▶ [Records shown]:
PR #226, opened 2020-03-11
Add more broadcast operations

mtfishman:
This replaces uses of `add!`, `mul!` and `scale!` with the equivalent broadcast operations throughout the library. It also adds more broadcast operations, for example elementwise function operations (like `A .^ 2` to square each element of the ITensor).


emstoudenmire:
Looks good, especially the changes to iterativesolvers.jl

▶ [What you need to do]: Give back every line of the listing where the word "operations" shows up.

▶ [Solution]:
Add more broadcast operations
This replaces uses of `add!`, `mul!` and `scale!` with the equivalent broadcast operations throughout the library. It also adds more broadcast operations, for example elementwise function operations (like `A .^ 2` to square each element of the ITensor).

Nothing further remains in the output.